About this task: Filter the listing below, please, and copy only the lines with the word "failure".

*** Opening of Records shown ***

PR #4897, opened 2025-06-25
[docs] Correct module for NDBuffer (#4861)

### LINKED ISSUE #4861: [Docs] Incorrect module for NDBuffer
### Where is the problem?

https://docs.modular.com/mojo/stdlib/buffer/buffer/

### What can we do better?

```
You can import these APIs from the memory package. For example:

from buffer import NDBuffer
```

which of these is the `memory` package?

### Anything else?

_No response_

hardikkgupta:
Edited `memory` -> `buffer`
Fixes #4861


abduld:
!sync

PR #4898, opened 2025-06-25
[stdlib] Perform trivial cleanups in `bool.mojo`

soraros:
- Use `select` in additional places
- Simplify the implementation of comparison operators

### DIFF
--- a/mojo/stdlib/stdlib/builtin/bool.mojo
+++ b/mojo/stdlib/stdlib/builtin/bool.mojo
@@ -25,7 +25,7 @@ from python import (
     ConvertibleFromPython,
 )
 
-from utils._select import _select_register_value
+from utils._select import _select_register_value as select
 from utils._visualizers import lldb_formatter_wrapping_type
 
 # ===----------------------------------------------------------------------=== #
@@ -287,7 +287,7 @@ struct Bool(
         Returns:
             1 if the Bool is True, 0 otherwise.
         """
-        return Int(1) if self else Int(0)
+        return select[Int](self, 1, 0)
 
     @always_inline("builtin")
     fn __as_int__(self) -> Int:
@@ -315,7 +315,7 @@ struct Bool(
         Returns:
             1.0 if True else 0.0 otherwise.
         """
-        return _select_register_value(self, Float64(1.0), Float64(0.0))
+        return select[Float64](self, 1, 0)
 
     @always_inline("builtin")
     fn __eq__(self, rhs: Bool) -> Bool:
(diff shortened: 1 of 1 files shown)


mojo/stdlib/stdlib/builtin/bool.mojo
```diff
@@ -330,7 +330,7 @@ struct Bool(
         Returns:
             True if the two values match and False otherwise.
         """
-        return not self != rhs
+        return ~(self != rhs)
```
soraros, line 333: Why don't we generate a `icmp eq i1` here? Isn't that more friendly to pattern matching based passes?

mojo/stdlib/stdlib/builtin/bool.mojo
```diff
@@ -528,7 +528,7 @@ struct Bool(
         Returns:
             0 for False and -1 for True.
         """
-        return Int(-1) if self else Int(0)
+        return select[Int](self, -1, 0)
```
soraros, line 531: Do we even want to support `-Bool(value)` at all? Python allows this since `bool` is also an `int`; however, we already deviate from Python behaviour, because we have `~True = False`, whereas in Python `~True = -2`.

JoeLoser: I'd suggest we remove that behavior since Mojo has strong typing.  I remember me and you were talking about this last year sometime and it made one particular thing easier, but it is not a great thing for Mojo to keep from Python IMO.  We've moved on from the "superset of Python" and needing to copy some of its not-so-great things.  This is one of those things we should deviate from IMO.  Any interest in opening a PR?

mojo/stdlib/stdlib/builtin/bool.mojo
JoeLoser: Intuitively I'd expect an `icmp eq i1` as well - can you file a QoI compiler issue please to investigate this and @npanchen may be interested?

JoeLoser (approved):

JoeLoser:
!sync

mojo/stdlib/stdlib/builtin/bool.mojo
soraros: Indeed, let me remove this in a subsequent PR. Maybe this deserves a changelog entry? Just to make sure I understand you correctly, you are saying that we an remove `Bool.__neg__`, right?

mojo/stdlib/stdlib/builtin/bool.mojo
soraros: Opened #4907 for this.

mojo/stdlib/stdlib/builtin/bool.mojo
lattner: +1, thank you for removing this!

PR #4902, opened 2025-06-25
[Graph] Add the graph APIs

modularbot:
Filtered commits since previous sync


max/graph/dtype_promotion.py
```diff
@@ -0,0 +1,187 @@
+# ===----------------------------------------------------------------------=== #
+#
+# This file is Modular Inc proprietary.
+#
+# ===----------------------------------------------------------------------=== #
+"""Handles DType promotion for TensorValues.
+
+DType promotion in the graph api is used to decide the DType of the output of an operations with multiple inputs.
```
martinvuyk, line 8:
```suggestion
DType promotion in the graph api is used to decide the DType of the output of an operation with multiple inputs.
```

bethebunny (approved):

*** Close of Records shown ***
*** Opening of Records shown ***

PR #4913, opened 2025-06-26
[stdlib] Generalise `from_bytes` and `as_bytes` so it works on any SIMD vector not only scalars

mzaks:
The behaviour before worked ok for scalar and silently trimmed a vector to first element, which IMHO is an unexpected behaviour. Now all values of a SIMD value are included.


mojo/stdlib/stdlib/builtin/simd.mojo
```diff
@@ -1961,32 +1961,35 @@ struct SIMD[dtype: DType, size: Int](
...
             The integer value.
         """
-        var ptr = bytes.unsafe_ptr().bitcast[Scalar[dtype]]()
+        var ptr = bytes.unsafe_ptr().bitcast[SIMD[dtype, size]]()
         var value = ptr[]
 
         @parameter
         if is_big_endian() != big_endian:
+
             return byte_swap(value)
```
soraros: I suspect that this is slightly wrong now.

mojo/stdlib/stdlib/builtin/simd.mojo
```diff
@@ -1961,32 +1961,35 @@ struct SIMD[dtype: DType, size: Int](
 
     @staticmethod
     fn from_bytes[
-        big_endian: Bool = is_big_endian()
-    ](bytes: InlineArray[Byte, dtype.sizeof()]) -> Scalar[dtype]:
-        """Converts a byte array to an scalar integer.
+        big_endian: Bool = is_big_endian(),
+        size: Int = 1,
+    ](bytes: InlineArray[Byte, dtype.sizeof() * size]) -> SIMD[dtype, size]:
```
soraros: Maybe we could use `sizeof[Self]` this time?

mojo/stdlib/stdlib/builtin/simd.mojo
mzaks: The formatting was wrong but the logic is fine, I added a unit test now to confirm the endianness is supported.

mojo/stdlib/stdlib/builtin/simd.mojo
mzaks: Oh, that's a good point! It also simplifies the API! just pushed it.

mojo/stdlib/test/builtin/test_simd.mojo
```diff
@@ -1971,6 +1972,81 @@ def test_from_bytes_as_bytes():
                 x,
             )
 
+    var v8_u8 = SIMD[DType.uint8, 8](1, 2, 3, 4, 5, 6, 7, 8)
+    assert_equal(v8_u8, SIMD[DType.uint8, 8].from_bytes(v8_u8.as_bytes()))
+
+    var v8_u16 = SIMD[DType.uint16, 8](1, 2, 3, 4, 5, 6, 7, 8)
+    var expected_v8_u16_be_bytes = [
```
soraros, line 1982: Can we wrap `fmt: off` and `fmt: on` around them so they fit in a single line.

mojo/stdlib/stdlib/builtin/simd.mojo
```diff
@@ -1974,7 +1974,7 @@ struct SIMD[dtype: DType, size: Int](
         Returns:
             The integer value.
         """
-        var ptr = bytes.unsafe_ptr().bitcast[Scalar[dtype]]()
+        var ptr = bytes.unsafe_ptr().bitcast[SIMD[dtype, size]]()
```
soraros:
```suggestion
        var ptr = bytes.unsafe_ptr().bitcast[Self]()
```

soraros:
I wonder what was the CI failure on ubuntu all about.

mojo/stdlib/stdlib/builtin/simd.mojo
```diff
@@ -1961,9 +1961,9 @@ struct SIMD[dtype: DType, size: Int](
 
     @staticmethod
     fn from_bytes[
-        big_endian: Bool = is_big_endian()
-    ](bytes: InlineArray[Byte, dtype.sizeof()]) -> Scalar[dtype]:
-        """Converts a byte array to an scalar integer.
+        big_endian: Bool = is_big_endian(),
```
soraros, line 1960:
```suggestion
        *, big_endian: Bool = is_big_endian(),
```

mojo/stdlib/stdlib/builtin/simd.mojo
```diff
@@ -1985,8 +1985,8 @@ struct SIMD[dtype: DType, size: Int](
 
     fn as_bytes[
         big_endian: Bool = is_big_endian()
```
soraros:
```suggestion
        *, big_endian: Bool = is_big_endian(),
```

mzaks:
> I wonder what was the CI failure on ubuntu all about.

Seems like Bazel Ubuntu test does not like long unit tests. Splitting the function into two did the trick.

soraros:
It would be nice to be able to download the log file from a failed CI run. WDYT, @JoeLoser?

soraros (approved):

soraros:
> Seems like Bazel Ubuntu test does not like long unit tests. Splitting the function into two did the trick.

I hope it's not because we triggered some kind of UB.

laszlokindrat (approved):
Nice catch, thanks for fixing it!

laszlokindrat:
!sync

*** Close of Records shown ***
*** Opening of Records shown ***

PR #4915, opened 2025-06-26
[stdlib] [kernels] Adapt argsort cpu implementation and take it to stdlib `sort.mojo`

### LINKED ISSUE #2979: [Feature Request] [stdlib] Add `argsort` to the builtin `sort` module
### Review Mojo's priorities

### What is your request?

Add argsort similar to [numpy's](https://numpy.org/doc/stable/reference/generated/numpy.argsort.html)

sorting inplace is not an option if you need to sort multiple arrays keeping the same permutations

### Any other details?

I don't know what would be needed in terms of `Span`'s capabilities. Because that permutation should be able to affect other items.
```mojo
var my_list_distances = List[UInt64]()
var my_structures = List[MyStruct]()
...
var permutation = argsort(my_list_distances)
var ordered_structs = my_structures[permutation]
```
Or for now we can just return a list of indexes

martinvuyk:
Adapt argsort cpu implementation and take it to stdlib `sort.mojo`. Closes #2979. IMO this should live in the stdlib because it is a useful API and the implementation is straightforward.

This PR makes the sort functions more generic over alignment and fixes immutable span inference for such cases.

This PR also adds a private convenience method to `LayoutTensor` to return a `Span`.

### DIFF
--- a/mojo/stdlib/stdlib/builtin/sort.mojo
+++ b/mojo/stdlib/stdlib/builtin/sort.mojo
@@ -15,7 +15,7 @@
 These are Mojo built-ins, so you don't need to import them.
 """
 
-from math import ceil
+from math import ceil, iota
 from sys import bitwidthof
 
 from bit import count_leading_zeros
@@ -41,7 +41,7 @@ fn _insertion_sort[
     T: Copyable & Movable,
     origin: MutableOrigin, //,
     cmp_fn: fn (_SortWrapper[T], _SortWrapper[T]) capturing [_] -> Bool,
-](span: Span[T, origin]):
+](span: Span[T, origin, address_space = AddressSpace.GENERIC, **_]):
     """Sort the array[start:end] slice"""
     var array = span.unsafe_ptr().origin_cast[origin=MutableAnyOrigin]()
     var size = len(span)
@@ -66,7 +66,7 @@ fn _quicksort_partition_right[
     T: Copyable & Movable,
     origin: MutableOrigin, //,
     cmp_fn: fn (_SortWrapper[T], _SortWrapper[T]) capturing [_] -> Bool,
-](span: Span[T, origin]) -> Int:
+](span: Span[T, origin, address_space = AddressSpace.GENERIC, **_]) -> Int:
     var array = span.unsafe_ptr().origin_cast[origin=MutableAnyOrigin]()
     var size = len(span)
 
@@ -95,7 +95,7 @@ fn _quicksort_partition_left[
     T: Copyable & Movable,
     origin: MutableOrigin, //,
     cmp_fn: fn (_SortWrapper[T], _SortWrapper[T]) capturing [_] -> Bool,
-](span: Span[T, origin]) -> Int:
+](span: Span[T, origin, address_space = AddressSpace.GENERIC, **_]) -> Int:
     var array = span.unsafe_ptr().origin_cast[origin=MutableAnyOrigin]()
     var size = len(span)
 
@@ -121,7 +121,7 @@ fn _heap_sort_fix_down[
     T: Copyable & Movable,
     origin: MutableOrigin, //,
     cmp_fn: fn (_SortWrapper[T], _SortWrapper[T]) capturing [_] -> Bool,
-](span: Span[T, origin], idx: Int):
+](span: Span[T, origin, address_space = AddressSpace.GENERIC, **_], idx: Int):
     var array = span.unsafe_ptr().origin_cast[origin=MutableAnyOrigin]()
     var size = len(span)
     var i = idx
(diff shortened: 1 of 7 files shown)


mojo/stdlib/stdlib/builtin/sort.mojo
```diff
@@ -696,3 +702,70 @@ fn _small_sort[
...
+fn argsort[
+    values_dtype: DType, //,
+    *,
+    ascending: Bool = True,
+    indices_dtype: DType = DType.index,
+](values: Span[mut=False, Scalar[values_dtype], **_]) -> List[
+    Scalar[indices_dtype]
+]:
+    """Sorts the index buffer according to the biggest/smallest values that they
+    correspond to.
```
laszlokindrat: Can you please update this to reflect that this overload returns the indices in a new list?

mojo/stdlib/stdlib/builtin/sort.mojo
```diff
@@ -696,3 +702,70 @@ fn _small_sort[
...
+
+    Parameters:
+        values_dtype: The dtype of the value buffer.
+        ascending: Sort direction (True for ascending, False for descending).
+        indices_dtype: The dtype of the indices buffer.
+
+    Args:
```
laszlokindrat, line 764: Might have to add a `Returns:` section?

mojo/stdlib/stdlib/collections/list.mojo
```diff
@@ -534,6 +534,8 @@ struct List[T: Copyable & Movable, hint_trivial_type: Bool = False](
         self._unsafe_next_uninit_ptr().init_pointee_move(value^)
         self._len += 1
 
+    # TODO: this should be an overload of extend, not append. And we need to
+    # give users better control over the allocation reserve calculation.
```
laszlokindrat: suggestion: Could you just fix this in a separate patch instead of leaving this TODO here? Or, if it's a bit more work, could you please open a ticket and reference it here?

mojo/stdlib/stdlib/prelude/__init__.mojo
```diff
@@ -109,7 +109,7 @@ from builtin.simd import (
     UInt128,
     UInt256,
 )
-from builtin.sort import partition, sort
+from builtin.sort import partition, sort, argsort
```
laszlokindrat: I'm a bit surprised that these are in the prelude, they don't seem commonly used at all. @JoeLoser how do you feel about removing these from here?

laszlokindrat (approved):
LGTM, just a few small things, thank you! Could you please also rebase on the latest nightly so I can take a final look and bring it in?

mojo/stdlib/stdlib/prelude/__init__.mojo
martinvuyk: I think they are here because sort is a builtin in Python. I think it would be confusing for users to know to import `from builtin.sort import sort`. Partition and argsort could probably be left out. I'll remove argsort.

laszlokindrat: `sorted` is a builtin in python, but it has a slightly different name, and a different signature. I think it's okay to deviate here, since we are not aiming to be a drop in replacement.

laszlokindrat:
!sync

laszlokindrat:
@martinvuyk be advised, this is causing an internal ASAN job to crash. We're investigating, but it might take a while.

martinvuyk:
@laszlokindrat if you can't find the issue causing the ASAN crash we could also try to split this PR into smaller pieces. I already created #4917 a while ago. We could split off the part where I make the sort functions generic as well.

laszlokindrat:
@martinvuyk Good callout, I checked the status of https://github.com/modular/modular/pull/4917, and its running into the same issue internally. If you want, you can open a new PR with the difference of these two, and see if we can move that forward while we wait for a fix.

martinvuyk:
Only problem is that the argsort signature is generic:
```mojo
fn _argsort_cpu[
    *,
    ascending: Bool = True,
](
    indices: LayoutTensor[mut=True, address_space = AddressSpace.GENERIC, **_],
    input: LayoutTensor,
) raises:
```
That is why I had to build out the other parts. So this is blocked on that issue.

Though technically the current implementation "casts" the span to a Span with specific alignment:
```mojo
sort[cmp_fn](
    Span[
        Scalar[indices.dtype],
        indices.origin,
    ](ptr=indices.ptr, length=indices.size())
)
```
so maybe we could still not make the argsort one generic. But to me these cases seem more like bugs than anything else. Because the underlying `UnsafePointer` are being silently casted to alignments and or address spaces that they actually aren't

*** Close of Records shown ***

Written reply:
I wonder what was the CI failure on ubuntu all about.
> I wonder what was the CI failure on ubuntu all about.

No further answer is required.